------ Extracted entries
PR #33, opened 2017-10-28
Add 'with' option to Include tag

hishamco:
This a second part of the issue #30

### DIFF
--- a/Fluid/Ast/IncludeStatement.cs
+++ b/Fluid/Ast/IncludeStatement.cs
@@ -53,7 +53,7 @@ namespace Fluid.Ast
 
             if (With != null)
             {
-                var identifier = (await Path.EvaluateAsync(context)).ToStringValue();
+                var identifier = System.IO.Path.GetFileNameWithoutExtension(relativePath);
 
                 await new AssignStatement(identifier, With).WriteToAsync(writer, encoder, context);
             }
--- a/Fluid/Ast/IncludeStatement.cs
+++ b/Fluid/Ast/IncludeStatement.cs
@@ -22,15 +22,18 @@ namespace Fluid.Ast
         public const string FluidTemplateFactoryKey = "FluidTemplateFactory";
         public const string ViewExtension = ".liquid";
 
-        public IncludeStatement(Expression path, IList<AssignStatement> assignStatements = null)
+        public IncludeStatement(Expression path, Expression with = null, IList<AssignStatement> assignStatements = null)
         {
             Path = path;
+            With = with;
             AssignStatements = assignStatements;
         }
 
         public Expression Path { get; }
 
         public IList<AssignStatement> AssignStatements { get; }
+
+        public Expression With { get; }
 
         public override async Task<Completion> WriteToAsync(TextWriter writer, TextEncoder encoder, TemplateContext context)
         {
@@ -51,7 +54,7 @@ namespace Fluid.Ast
             if (AssignStatements != null)
             {
                 context.EnterChildScope();
-                
+
                 try
                 {
                     foreach (var assignStatement in AssignStatements)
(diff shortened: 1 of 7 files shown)


hishamco:
@sebastienros this is straightforward, so after I got your comments about the PR #32, I can rebase to include this change

Fluid/Ast/IncludeStatement.cs
```diff
@@ -22,13 +22,16 @@ public class IncludeStatement : Statement
...
+            Value = value;
         }
 
         public Expression Path { get; }
 
+        public Expression Value { get; }
+
         public override async Task<Completion> WriteToAsync(TextWriter writer, TextEncoder encoder, TemplateContext context)
         {
             var relativePath = (await Path.EvaluateAsync(context)).ToStringValue();
```
sebastienros: Maybe save the value at this point, and not call `Path.EvaluateAsync` again ?

Fluid/Ast/IncludeStatement.cs
```diff
@@ -22,13 +22,16 @@ public class IncludeStatement : Statement
...
-        public IncludeStatement(Expression path)
+        public IncludeStatement(Expression path, Expression value = null)
         {
             Path = path;
+            Value = value;
         }
 
         public Expression Path { get; }
 
+        public Expression Value { get; }
```
sebastienros: Should it be named `With` to make it obvious what kind of value it is?

Fluid/DefaultFluidParser.cs
```diff
@@ -527,7 +527,13 @@ public static DecrementStatement BuildDecrementStatement(ParseTreeNode tag)
         public static IncludeStatement BuildIncludeStatement(ParseTreeNode tag)
         {
             var pathExpression = BuildTermExpression(tag.ChildNodes[0]);
-            return new IncludeStatement(pathExpression);
+            Expression valueExpression = null;
```
sebastienros: `withExpression` ?

Fluid/Ast/IncludeStatement.cs
hishamco: It's similar to `Path`?!!

Fluid/Ast/IncludeStatement.cs
```diff
@@ -45,6 +48,14 @@ public IncludeStatement(Expression path)
                 throw new FileNotFoundException(relativePath);
             }
 
+            if (Value != null)
+            {
+                var identifier = (await Path.EvaluateAsync(context)).ToStringValue();
+
+                await new AssignStatement(identifier, Value).
+                    WriteToAsync(writer, encoder, context);
```
sebastienros: This should be evaluated on `childScope` instead of `context`

Fluid/Ast/IncludeStatement.cs
hishamco: But we need the value of the context!!

sebastienros: If I change the code and the tests pass, will you trust me ?

hishamco: Be free to change the code if you have a better solution

> will you trust me ?

I'm always trust you 😄

hishamco:
I see, because I surprised when you told me grap the result of `context.EnterChildScope()` and pass it to the `WriteToAsync` , coz the scope can't be converted to context 😄

sebastienros:
Do you want me to merge one PR and you'll update the other one ?

hishamco:
Yep, that's what I wrote in the other PR, do it please ..

Fluid/Ast/IncludeStatement.cs
```diff
@@ -45,6 +48,21 @@ public IncludeStatement(Expression path)
...
+                var identifier = System.IO.Path.GetFileNameWithoutExtension(relativePath);
+                context.EnterChildScope();
+
+                try
+                {
+                    await new AssignStatement(identifier, With).WriteToAsync(writer, encoder, context);
+                }
+                catch
+                {
+                    context.ReleaseScope();
```
sebastienros: I think that's wrong, and the tests should have shown it.

sebastienros:
Please add a test that ensures that a variable is not set in the template that calls the include tag. For `with` and the inline parameters. This should have failed, the usage of EnterChildScope was wrong.

hishamco:
@sebastienros as you said before, there's an issue with `EnterChildScope`

hishamco:
👍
------------
> Task item
Transcribe, exactly as written, all lines of the entries above from the first to the one containing "public Expression With", and no more.

> Reply to the task
PR #33, opened 2017-10-28
Add 'with' option to Include tag

hishamco:
This a second part of the issue #30

### DIFF
--- a/Fluid/Ast/IncludeStatement.cs
+++ b/Fluid/Ast/IncludeStatement.cs
@@ -53,7 +53,7 @@ namespace Fluid.Ast
 
             if (With != null)
             {
-                var identifier = (await Path.EvaluateAsync(context)).ToStringValue();
+                var identifier = System.IO.Path.GetFileNameWithoutExtension(relativePath);
 
                 await new AssignStatement(identifier, With).WriteToAsync(writer, encoder, context);
             }
--- a/Fluid/Ast/IncludeStatement.cs
+++ b/Fluid/Ast/IncludeStatement.cs
@@ -22,15 +22,18 @@ namespace Fluid.Ast
         public const string FluidTemplateFactoryKey = "FluidTemplateFactory";
         public const string ViewExtension = ".liquid";
 
-        public IncludeStatement(Expression path, IList<AssignStatement> assignStatements = null)
+        public IncludeStatement(Expression path, Expression with = null, IList<AssignStatement> assignStatements = null)
         {
             Path = path;
+            With = with;
             AssignStatements = assignStatements;
         }
 
         public Expression Path { get; }
 
         public IList<AssignStatement> AssignStatements { get; }
+
+        public Expression With { get; }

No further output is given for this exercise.